Come ho detto, la modernità significa 3 elementi.
Un elemento è la fiducia messa nell’eccezionale e miracolosa abilità della scienza e della
tecnologia, la sua crescente ed intrinseca natura progressiva.
Il secondo elemento è credere nell’agenzia che può fare qualsiasi cosa, lo Stato, che è monopolio la legittima unione e lo Stato Nazione che combina in sé potere, che è l’abilità a fare le
cose, e politica che è l’abilità di decidere quali cose debbano essere realizzate e quali si debbano rifiutare.
Il terzo elemento è l’economia capitalistica globale: un più possibile globale e sregolato
scambio commerciale di merci, scambio di conoscenza e informazione.
Ora questi tre elementi che si combinano insieme nello stile di vita moderno, sono oggi sotto una forte critica. Essi oggi non funzionano più molto bene, non riescono più a realizzare
le promesse fatte e soprattutto quello che si dubita ora è che in esse veramente si trovi la
strada per la salvezza.
Stiamo confrontando due questioni che si combinano nell’atmosfera dell’ “inter-regnum”.
Ho preso in prestito questo termine dal grande filosofo italiano Antonio Gramsci che ha sua
volta lo riprende da Tito Livio che ha scritto l’Urbe Condita, la prima leggendaria storia di
Roma.
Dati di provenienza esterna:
Issue #4604, opened 2023-06-27
malfeasance proof for proposals


countvonzero:
## Description
when multiple proposals enclose the same ballot, the smesher should be considered malicious and therefore a malfeasance proof should be generated as a result. if not, adversaries can trivially bombard nodes with multiple Proposal gossips like this.

please refer to https://github.com/spacemeshos/go-spacemesh/issues/3915 for 
- [x] https://github.com/spacemeshos/go-spacemesh/pull/4759 
- detecting / verifying / saving / regossip malfeasance proof

countvonzero:
this is added for genesis only because it changes Proposal data structure.

more accurately, it changes the way proposal data is signed.

dshulyak:
original issue https://github.com/spacemeshos/go-spacemesh/issues/4510

countvonzero:
see also https://github.com/spacemeshos/go-spacemesh/issues/4632 for handling malicious atxs and ballots

PR #4759, opened 2023-07-31
[Merged by Bors] - proposal: sign proposal data like ballot

countvonzero:
## Motivation
part of #4604

the minimum change required before 1st block


countvonzero:
@dshulyak 

do you think we should sign Proposal in a different domain? currently it's signed with `signing.Ballot` domain.

dshulyak:
it seems possible to construct malfeasance proof using proposal and ballot signature for same layer and it will be seen as valid. below is a valid malfeasance proof right?

proposal : layer || proposal hash || smesher || signature
ballot      : layer || ballot hash      || smesher || signature

because signature will be valid but msg hash is different. if they are in different domain there is no such problem

countvonzero:
> it seems possible to construct malfeasance proof using proposal and ballot signature for same layer and it will be seen as valid. below is a valid malfeasance proof right?
> 
> proposal : layer || proposal hash || smesher || signature ballot : layer || ballot hash || smesher || signature
> 
> because signature will be valid but msg hash is different. if they are in different domain there is no such problem

yes. agreed. thank for confirming.

countvonzero:
bors try

signing/signer.go
```diff
@@ -18,9 +18,10 @@ type Domain byte
 const (
 	ATX Domain = 0
 
-	BALLOT = 2
-	HARE   = 3
-	POET   = 4
+	PROPOSAL = 1
```
dshulyak, line 21: looks strange that we didn't use 1 before

dshulyak (approved):

signing/signer.go
countvonzero: @fasmat do you know why? 

maybe unrelated: 
staticcheck complains
`SA9004: only the first constant in this group has an explicit type (staticcheck)` 
if i don't leave a empty line.

dshulyak: i think we had beacon as 1, and then @fasmat implemented change to split it into different domains

countvonzero:
bors merge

Secondo lui il primo momento in cui si è manifestato l’Inter-regnum fu dopo la morte del primo leggendario re di Roma, Romolo.
Romolo ha governato su Roma per 37 anni e, vi ricordo, che 37 anni era l'età media di vita
dei romani a quel tempo, il che significa che quando morì Romolo c’erano pochissime persone che possono ricordare il mondo prima di Romolo. In quel momento ci fu lo shock dell’Inter-regno. Improvvisamente la vecchia autorevole fonte di saggezza, istruzione, comando che era Romolo, scomparve e non c’era più alcuna persona similmente importante e degna di fiducia come lui.
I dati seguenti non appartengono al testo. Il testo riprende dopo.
PR #4765, opened 2023-08-02
[Merged by Bors] - hare3 implementation

dshulyak:
implementation is splitted into several files:

#### protocol.go
implements protocol execution logic close to the original paper, baring several differences in syntax and things that we need but are not covered in the paper. interface for interacting with protocol has two methods:

- onMessage
- next(active bool)

only active nodes are publishing messages

#### types.go
types that go over the wire

```go
type Message struct {
	Body
	Sender    types.NodeID
	Signature types.EdSignature
}

type Body struct {
	Layer types.LayerID
	IterRound
	Value       Value
	Eligibility types.HareEligibility
}

type Value struct {
	// Proposals is set in messages for preround and propose rounds.
	Proposals []types.ProposalID `scale:"max=200"`
	// Reference is set in messages for commit and notify rounds.
	Reference *types.Hash32
}
```

signature domain and malfeasance proof remains the same, as we don't intend to run more than one hare in parallel.

#### hare.go
integrates protocol with spacemesh data model, network, synchronization. manages multiple protocol instances (one per layer).

#### legacy_oracle.go
wrapper for oracle that uses active set in consensus, it outputs maximum grades for identities that are in consensus and 0 for everyone else.

#### compat
intergration for weakcoin and hare results to avoid changes across the app

remaining:
- [ ] test commit with different locked value in protocol_test.go (remaining for 100%)


dshulyak:
bors try

dshulyak:
image

tx count in 21 and 22 layers is a bit off, might be mistimed somehow

dshulyak:
bors try

dshulyak:
bors try

dshulyak:
bors try

dshulyak:
bors try

dshulyak:
bors try

dshulyak:
bors try

dshulyak:
bors try

dshulyak:
```
     poets_test.go:146: 
        	Error Trace:	/build/systest/tests/poets_test.go:146
        	Error:      	Received unexpected error:
        	            	rpc error: code = Unavailable desc = can't reach poet service (poet service is unstable:  (failed to query poet 'http://poet-1:80' for ID: getting poet ID: doing request: GET http://poet-1:80/v1/info giving up after 1 attempt(s): Get "http://poet-1:80/v1/info": dial tcp 10.20.57.19:80: connect: connection refused)). retry later
```

dshulyak:
bors try

dshulyak:
bors try

dshulyak:
bors try

dshulyak:
bors try

dshulyak:
bors try

dshulyak:
bors try

dshulyak:
bors try

dshulyak:
bors try

dshulyak:
bors try

dshulyak:
this change can be reviewed, i may add more unit tests but otherwise it is good. the problem that we discussed on a call is not applicable because of the timings when threshold gossip is called. i will followup in the slack

dshulyak:
bors try

dshulyak:
bors try

dshulyak:
bors try

hare3/types.go
```diff
@@ -0,0 +1,147 @@
...
+
+func (m *Message) ToMetadata() types.HareMetadata {
+	return types.HareMetadata{
+		Layer:   m.Layer,
+		Round:   m.Absolute(),
+		MsgHash: m.ToHash(),
+	}
+}
+
+func (m *Message) ToMalfeasenceProof() types.HareProofMsg {
```
countvonzero: :s/Malfeasence/Malfeasance/

hare3/types.go
```diff
@@ -0,0 +1,147 @@
...
+
+func (m *Message) MarshalLogObject(encoder zapcore.ObjectEncoder) error {
+	encoder.AddUint32("lid", m.Layer.Uint32())
+	encoder.AddUint8("iter", m.Iter)
+	encoder.AddString("round", m.Round.String())
+	encoder.AddString("sender", m.Sender.ShortString())
+	if m.Value.Proposals != nil {
+		encoder.AddArray("full", zapcore.ArrayMarshalerFunc(func(encoder log.ArrayEncoder) error {
+			for _, id := range m.Value.Proposals {
+				encoder.AppendString(types.Hash20(id).ShortString())
```
countvonzero, line 140: throughout the codebase we do id.ShortString() (as Hash32).
here the output is shorter, but might be more difficult for debugging if we search loki for the hash32 string.

hare3/types.go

Antonio Gramsci ha dato al termine Inter-regnum il nuovo significato moderno, per il quale
esso non è più l’interruzione tra la vecchia volontà che non c’è più e una nuova che non è
ancora emersa. Le vecchie abitudini, le consuetudini che eravamo soliti applicare con buoni
effetti non funzionano più. Mentre i nuovi stili di vita che possono essere più efficienti sono
ancora nella fase di progettazione, nella tavolozza, sotto sperimentazione, e non si sa ancora
quali siano affidabili e quali debbano essere selezionate.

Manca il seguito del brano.